Hay por lo menos dos maneras de hacer esto, dos maneras de concebir la historia. Una es en plan de trance, de admiración reverencial. Es la forma propia del ‘fetichismo decimonónico’, para ponerlo en términos del famoso historiador Edward Carr. Se trata de acercarse a los hechos y documentos, como quien entra a un templo, para contemplarlos (con la frente humillada) como una verdad revelada de la que después se hablará en un tono reverente.

Fue así como este martes asistimos a la apertura de la urna centenaria, para descubrir sus treinta y dos documentos sacralizados; que no nos dirán nada, por lo menos nada sobre nosotros, porque nada queremos que nos digan: con contemplarlos a la distancia bastará.

La otra manera es ir en plan de visita, de diálogo constructivo. Porque, siguiendo a Carr, la historia es un proceso continuo de interacción entre el historiador y sus hechos, un diálogo sin fin entre el presente y el pasado. Esta es, por supuesto, una postura más sana que la anterior: el pasado como una clave para la comprensión del presente.

Pero puede ser todavía mejor. Fue Nietzsche quien afirmó que la falsedad de una opinión no encierra para nosotros objeción alguna contra ella, que el problema radica en saber hasta dónde contribuye a prolongar la vida, a preservarla, a amparar o, aun, a crear la especie. Bien podríamos complementar la postura de Carr con este sano pragmatismo nietzscheano. Bien haríamos en superar el fetichismo decimonónico, superando al mismo Carr: poniendo la historia al servicio de nuestro futuro, de lo que queremos ser.

Hagámoslo. Podemos incorporar esta concepción pragmática de la historia en nuestra desmemoria. Porque el pasado no es ajeno. Es una fuente de combustible vital para la construcción del futuro. No sigamos examinando hechos y documentos históricos como bichos raros, como mensajes que intentan darnos muestras de una existencia extraterrestre –como los que enviamos en nuestras sondas espaciales–.
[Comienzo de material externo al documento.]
PR #1321, opened 2023-03-05
Always check pid before clearing workspace

ElianHugh:
Ensure that we aren't clearing the workspace too eagerly.
- Only clean the workspace if the current pid === stored pid

# What problem did you solve?

If you attach two terminals, closing the first one will cause vscode-R to detach the second one

### DIFF
--- a/R/session/vsc.R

Bien es sabido que la NASA, para dar cuenta de la existencia de la Tierra (a una posible civilización extraterrestre), ha lanzado varias sondas espaciales con diferentes mensajes y en diferentes formatos. Es apenas lógico, porque nadie sabe que existimos. Con todo el respeto por las personas que hace cien años tuvieron la iniciativa de la urna del centenario, parece que ésta –con sus treinta y dos documentos de la época– funciona de manera similar a dichas sondas. Funciona mal. Porque en lugar de legarnos sus presentes –en lugar de darnos cuenta de su existencia–, más hubieran hecho en trasmitirnos sus deseos, sus esperanzas, aquello con lo que soñaban que cien años después ya hubiera conseguido su país.

Dicen que habrá una convocatoria ciudadana para saber qué guardará la urna bicentenaria. Que se creará una plantilla con opciones de los posibles documentos y objetos que queremos legarle a la Colombia futura (a la encargada de celebrar el tricentenario). En lugar de un paquete de objetos sacralizados, en lugar de una caja de notario o enamorado, esa urna es una excelente oportunidad para la superación del fetichismo decimonónico y la asunción de una memoria pragmática.
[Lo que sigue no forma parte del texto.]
PR #2, opened 2015-10-06
Trying to not delete frames too eagerly when laying out.

Matafou:
Hi,

Here is a patch trying to avoid deleting frames too eagerly when laying out windows for PG. In particular, if one opens a second frame and then restart scripting, the second frame is not deleted if it is displaying some other buffer.

Since this touches the generic code of pg, I let this pull request in order to let people comment. I will commit this pull request in a few days if nobody objects.

### DIFF
--- a/generic/pg-assoc.el
+++ b/generic/pg-assoc.el
@@ -52,5 +52,22 @@ Dead or nil buffers are not represented in the list."
       (setq bufs (cdr bufs)))
     wins))
 
+
+(defun proof-associated-buffer-p (b) (member b (proof-associated-buffers)))
+
+
+(defun proof-filter-associated-windows (lw)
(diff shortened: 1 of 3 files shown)


cpitclaudel:
Looks good to me; I have made a few comments directly on the diff.

Matafou:
followed one of your comments, the other (comparison to nil) was wrong.

2 remarks:
1) I made answers to your remarks, but then I rebased my pull-request and the comments disappeared, maybe this is ot the way to update a pull-request...

2) There is still an eager window deletion when restarting the prover.

So maybe we can wait a bit more that I fix this too.

cpitclaudel:
Re updating pull requests: I generally add commits and squash everything in the end. I got the responses by mail though, so nothing was lost :)

2. sounds like a good idea.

Actas, fotos, discos, cabellos y hasta recortes de uñas podemos incluir en ella, pero solo una cosa no puede faltar: nuestros buenos propósitos, aquellos en los que desde ya estamos trabajando. El mensaje de lo que esperamos que Colombia sea para entonces: una Colombia libre, desarrollada, pluralista y menos desigual; una Colombia en donde se respete la vida (de cualquier persona); una Colombia sin falsos positivos, ni otros crímenes de Estado; una Colombia en donde ya no se compre el voto y en donde, mucho menos, se esté dispuesto a venderlo.

Todo el mal actual de nuestro país, el firme deseo de su erradicación y su no repetición –como parámetro de cualquier pensamiento ético y político que actualmente se desarrolla en Colombia–, ese debería ser nuestro mensaje.

A esa Colombia –de haber logrado estos, nuestros más firmes y buenos propósitos–, podemos desde ya desearle, de todo corazón: ¡Feliz tricentenario!